The Woman on the Jury is a lost 1924 American silent drama film produced and released by Associated First National and directed by Harry Hoyt. It is based on a Broadway stage play, The Woman on the Jury, (Note: Also known as The Jury Woman.) and stars Sylvia Breamer and Bessie Love. The story was refilmed in 1929 as an early talkie under the title The Love Racket starring Dorothy Mackaill.

==Plot==
In the Adirondacks, notorious philanderer George Montgomery (Cody) is murdered, and his former sweetheart Grace (Love) is put on trial. Betty Brown (Breamer) and her husband Fred Masters (Mayo) both serve on the jury. When the defendant is nearly wrongfully convicted, Betty reveals her own history with the murder victim—that she once had been in love with him and tried to kill him—proves that the defendant is innocent.

==Production==
The film was primarily shot at night so that the cast and crew could work on other films during the day.

==Censorship==
The opening for The Woman on the Jury was scheduled for the Chicago Theatre in Chicago, Illinois on May 5, 1924. But, before the event, the Chicago Board of Censors called to limit entrance to those over 21 years of age.
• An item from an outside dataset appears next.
PR #2957, opened 2026-05-21
Fix debug build assertion error when advancing to next frame

wzchu-lunarg:
Fix issue on debug builds of GFXR where advancing to the next frame (using rightarrow or n) causes an assertion error. This is due to the contexts that process keyboard inputs to call `application`'s `PlaySingleFrame()` eventually checking an assertion for `ReplayEventSink`'s member variable `frame_active_` even though it was never set to true with `FrameBegin`.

The exhibitors, Balaban & Katz, sought an injunction against the board and the judge ruled in their favor.

==Reception==
The film received generally positive reviews, and Breamer's performance was particularly well-reviewed.

==Preservation==
The Woman on the Jury is currently presumed lost. In February 2021, the film was cited by the National Film Preservation Board on their Lost U.S. Silent Feature Films list.